I think I remember seeing this over on APC. It's looking great. What is that tan-colored carpeting plant? It complements the driftwood very well.


----------



## Superman (27 Aug 2009)

Super stuff, can't wait to see everything when it's grown in.
The wood is uber-nice.


----------



## samc (27 Aug 2009)

awsome!  

i am really into these type of scapes at the moment.


----------



## SunnyP (27 Aug 2009)

Very nice job. Looks amazing at the moment. Can not wait to see the mature version.


----------



## Stu Worrall (27 Aug 2009)

great tank nico, the layout of wood is superb


----------



## nico (28 Aug 2009)

Thank you for your comments  

Hydrophyte , the carpet is mainly composed of tenellus , but there are also 3 varieties of eleocharis some glosso and some moss , actually i am not even sure what it's going to look like once finished  

for this lay-out i feel like something is missing in the foreground , maybe some more wood on the ground to give a more natural -less organize- effect for the lay-out that seems to "clean" at this point ?

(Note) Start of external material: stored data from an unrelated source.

Issue #5070, opened 2026-03-10
`streamable-http` transport crashes on startup


SahanUday:
# Description
Running `jac mcp` with `--transport streamable-http` fails immediately with a `TypeError` before the server can start. The `stdio` and `sse` transports are unaffected. The root cause is a wrong keyword argument (`mcp_endpoint`) being passed to `StreamableHTTPServerTransport.__init__()`, which does not accept that parameter.

## Steps to Reproduce

`jac mcp --transport streamable-http --port 3001`

## Expected Behavior
The MCP server starts and listens for Streamable HTTP connections:

<img width="833" height="147" alt="Image" src="https://github.com/user-attachments/assets/e283fdbd-4464-49e1-9c4b-71f8c32b842b" />

## Actual Behavior
The server exits immediately with a pre-hook failure:

<img width="1167" height="53" alt="Image" src="https://github.com/user-attachments/assets/e136ed13-7a50-4bf5-b1a9-d59ebd1dc68e" />

## Root Cause Analysis
`jac_mcp/impl/server.impl.jac`

```
transport_inst = StreamableHTTPServerTransport(
    mcp_endpoint="/mcp", is_json_response_enabled=True
);
```
The argument `mcp_endpoint` does not exist in `StreamableHTTPServerTransport.__init__()`. 

```
def __init__(
    self,
    mcp_session_id: str | None,
    is_json_response_enabled: bool = False,
    event_store: EventStore | None = None,
    security_settings: TransportSecuritySettings | None = None,
    retry_interval: int | None = None,
) -> None:
```

The first positional argument is `mcp_session_id `, a session identifier for tracking individual client connections, not a URL path. The `/mcp` path is correctly used as the Starlette `Mount` prefix on line 228; it does not belong in the transport constructor at all.

PR #5073, opened 2026-03-10
Refactor `streamable HTTP` transport method of `jac-mcp`

SahanUday:
## Description
This pull request refactors the server initialization logic for the "streamable-http" transport to use a new session management approach. The main change is replacing the direct use of `StreamableHTTPServerTransport` with the new `StreamableHTTPSessionManager`, and updating the Starlette application to leverage an async lifespan context for managing session state.

**Refactor to use session manager for streamable HTTP transport:**

* Replaced the import and instantiation of `StreamableHTTPServerTransport` with `StreamableHTTPSessionManager`, introducing session management for the streamable HTTP server.
* Added an async lifespan context using `contextlib.asynccontextmanager` to ensure proper session management lifecycle within the Starlette app.
* Updated the Starlette app initialization to use the new session manager's `handle_request` method and the lifespan context.

### DIFF
--- a/docs/docs/community/release_notes/jac-scale.md
+++ b/docs/docs/community/release_notes/jac-scale.md
@@ -4,6 +4,10 @@ This document provides a summary of new features, improvements, and bug fixes in
 
 ## jac-scale 0.2.5 (Unreleased)
 
+- **NGINX Ingress Controller**: Replaced individual NodePort services with a single NGINX Ingress controller. All services are now ClusterIP, accessible via path-based routing through `ingress_node_port` (default: `30080`): `/` app, `/grafana`, `/cache-dashboard/`, `/db-dashboard`.
+- **Fix: Ingress routes now update correctly on re-deploy**: Switched from `patch` to `replace` for Ingress resources so toggling monitoring or dashboards off actually removes the old routes instead of leaving them in place.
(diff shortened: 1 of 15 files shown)


jac-mcp/tests/test_mcp.jac
```diff
@@ -22,6 +22,13 @@ test "server creation with custom config" {
     assert server.host == "0.0.0.0";
 }
 
+test "server creation with streamable-http transport" {
+    server = JacMcpServer(transport="streamable-http", port=9090, host="0.0.0.0");
+    assert server.transport == "streamable-http";
+    assert server.port == 9090;
+    assert server.host == "0.0.0.0";
+}
```
udithishanka, line 50: this test only checks constructor fields — it would pass on the broken code too since the bug was in `_async_start()`, not in the constructor. replace with a test that exercises the actual initialization path:

```suggestion
test "streamable-http transport initializes correctly" {
    import from mcp.server { Server }
    import from mcp.server.streamable_http_manager { StreamableHTTPSessionManager }
    import from starlette.applications { Starlette }
    import from starlette.routing { Mount }
    import contextlib;

    server = Server("test-mcp");
    session_manager = StreamableHTTPSessionManager(
        app=server, json_response=True, stateless=False
    );

    @contextlib.asynccontextmanager
    async def lifespan(app: object) -> object {
        async with session_manager.run() {
            yield;
        }
    }

    starlette_app = Starlette(
        lifespan=lifespan,
        routes=[Mount("/mcp", app=session_manager.handle_request)]
    );

    assert starlette_app is not None;
    assert session_manager is not None;
}
```

this mirrors the exact init code from `_async_start()` and would have caught the original TypeError from #5070.

SahanUday: updated

PR #5100, opened 2026-03-11
fix: correct ExecutionContext field types to non-optional

akindu-k:
## Summary
- Changed `system_root`, `user_root`, and `entry_node` fields on `ExecutionContext` from `NodeAnchor | None` to `NodeAnchor`, since `postinit` always initializes them to valid anchors.
- Removed the scattered `if jroot` null-guard workarounds in access validation and persistence logic that were only needed because of the incorrect `| None` type annotation.
- Updated release notes for 0.13.1.

## Context
Review feedback pointed out that the previous null checks in `check_access_level` and `save` were workarounds to satisfy the type checker rather than genuine runtime guards. Since `ExecutionContext.postinit` (and `JScaleExecutionContext.postinit`) always sets these fields to `system_root`, the root fix is correcting the type annotation — not adding defensive null checks throughout the codebase.

## Files Changed
- `jac/jaclang/runtimelib/context.jac` — Type annotations fixed
- `docs/docs/community/release_notes/jaclang.md` — Release note updated

### DIFF
--- a/.github/workflows/test-jaseci.yml
+++ b/.github/workflows/test-jaseci.yml
@@ -338,6 +338,11 @@ jobs:
         jac create jac-gpt --use https://raw.githubusercontent.com/jaseci-labs/jacpacks/refs/heads/main/jac-gpt/jac-gpt.jacpack
         cd jac-gpt && jac install
 
+    - name: Install Playwright dependencies
+      run: |
+        pip install playwright
+        playwright install chromium --with-deps
+
     - name: Type check jac-gpt
       working-directory: jac-gpt
       run: jac check main.jac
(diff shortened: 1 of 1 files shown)


jac/jaclang/jac0core/impl/runtime.impl.jac
```diff
@@ -107,8 +107,13 @@ impl JacAccessValidation.check_access_level(
...
-    if ((jroot == jctx.system_root) or (jroot.id == `to.root) or (jroot == `to)) {
-        return AccessLevel.WRITE;
+    if jroot {
+        if ((jroot == jctx.system_root) or (jroot == `to)) {
+            return AccessLevel.WRITE;
+        }
+        if (`to and (jroot.id == `to.root)) {
+            return AccessLevel.WRITE;
+        }
     }
```
kugesan1105: @akindu-k  This feels like a workaround to enable type checking.
It would be better if we improved the type checker to handle this case properly.

akindu-k: image

We can remove these None cases to fix it right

once this version will be finished , i'll try a version with some stones in the foreground , not so sure it will match with the scene though but it is worth a try 

those are the plants used for this lay-out , quite a lot of varieties for this one  

background  , rotala sp green , eleocharis vivipara , green macrandra , hygrophila polysperma , vallisneria nana , ludwigia arcuata needle leaf , rotala indica , myriophillum matogrossense , hygrophila sp ,MU

middle section : microsorum narrow leaf , bolbitis ,cryptocoryne wendi green , fantanalis sp , vesicularia sp , tenellus , (

foreground :tenellus (2 varieties , red and green , i'll try to keep only a little bit of the red one), cryptocoryne parva , eleo acicularis , eleo parvula , eleo short , glosso , vesicularia sp .


----------



## nico (1 Sep 2009)

i modified a bit the hardscape , still i am not satisfied yet so i will work on it a bit more  
anyways here is the central part


----------



## Dave Spencer (1 Sep 2009)

It`s starting to show some nice textures, Nico. I especially like the foreground and the ferns around the wood.

Dave.


----------



## Dan Crawford (1 Sep 2009)

I'm gutted because my next layout is going to be almost identicle to this, plant list and all  I hope it'll turn out as well as this!


----------



## neelhound (1 Sep 2009)

it looks great!    
Im really loving how you captured the water surface moving too


----------



## nico (1 Sep 2009)

Thank you for your comments  

Dan , there are tons of tanks using wood with those plants and still they all look different , so i dont think that you have to worry about it


----------



## ScottYalloP (1 Sep 2009)

I wish i could get my tank to look like that.


----------



## rawr (1 Sep 2009)

I love how this is turning out! I love the natural woodland type feel to it.


----------



## Vito (1 Sep 2009)

Great scape Nico, the hardscape and planting is spot on mate not to mention the great pics, An awesome tank and its still early days.


----------



## zig (2 Sep 2009)

nico this is very very good, excellent, I don't know how I missed it here until now! 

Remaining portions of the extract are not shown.